[Recorded data]
PR #229, opened 2021-04-22
Move samplers

henrymoss:
This PR tidies up our sampling functionality and reduces the size of function.py .

We now have a new samplers.py file that contains our samplers, including a DiscreteThompsonSampler and GumbelSampler that have been extracted from the ThompsonSampling rule and MinValueEntropySearch builder, respectively.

[TASK ITEM]
Across the entries above, count the lines with the word "samplers" and report that count by itself.

[YOUR SOLUTION]
2